**Activity**.
Across the entries below, how many lines contain the word "supply"? Give the number alone.

Records from a data source

PR #2452, opened 2024-12-08
Fix read/write contract tooltip and stubs

aiden069:

* fix read/write contract tooltip unit
* chart widget unit
* stubs name, symbol and decimals

### DIFF
--- a/stubs/noves/NovesTranslate.ts
+++ b/stubs/noves/NovesTranslate.ts
@@ -1,7 +1,8 @@
 import type { NovesResponseData, NovesClassificationData, NovesRawTransactionData } from 'types/api/noves';
+import config from 'configs/app';
 
 const NOVES_TRANSLATE_CLASSIFIED: NovesClassificationData = {
-  description: 'Sent 0.04 ETH',
+  description: `Sent 0.04 ${ config.chain.currency.name }`,
   received: [ {
     action: 'Sent Token',
     actionFormatted: 'Sent Token',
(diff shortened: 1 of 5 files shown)


stubs/noves/NovesTranslate.ts
```diff
@@ -10,9 +11,9 @@ const NOVES_TRANSLATE_CLASSIFIED: NovesClassificationData = {
     to: { name: '', address: '0xa0393A76b132526a70450273CafeceB45eea6dEE' },
     token: {
       address: '',
-      name: 'ETH',
-      symbol: 'ETH',
-      decimals: 18,
+      name: config.chain.currency.name ?? '',
+      symbol: config.chain.currency.symbol ?? '',
+      decimals: config.chain.currency.decimals,
```
tom2drum, line 16: We never show data from stubs to the user; they are solely used as placeholders for rendering skeletons correctly. Therefore, we would like to keep this data static without any configuration.

ui/shared/chart/ChartWidget.pw.tsx
```diff
@@ -25,7 +26,7 @@ const props: Props = {
   ],
   title: 'Native coin circulating supply',
   description: 'Amount of token circulating supply for the period',
-  units: 'ETH',
+  units: currencyUnits.ether,
```
tom2drum, line 29: This data is returned by the Stats microservice and cannot be configured through the frontend app's environment variables. Therefore, this change is irrelevant.

ui/address/contract/methods/form/resultPublicClient/ItemPrimitive.tsx
```diff
@@ -54,7 +55,7 @@ const ItemPrimitive = ({ abiParameter, data, level, hideLabel }: Props) => {
     if (intMatch && typeof data === 'bigint' && intMatch.max > INT_TOOLTIP_THRESHOLD && data > INT_TOOLTIP_THRESHOLD) {
       const dividedValue = BigNumber(data.toString()).div(WEI);
       return (
-        <Tooltip label={ dividedValue.toLocaleString() + ' ETH' }>
+        <Tooltip label={ dividedValue.toLocaleString() + ' ' + currencyUnits.ether }>
```
tom2drum, line 58: Generally, this value does not represent an amount of native currency. It could be any arbitrary number, such as the "total supply" of a token. So, I think using the native currency symbol here would be incorrect.

tom2drum (changes requested):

**Answer to this problem**.
3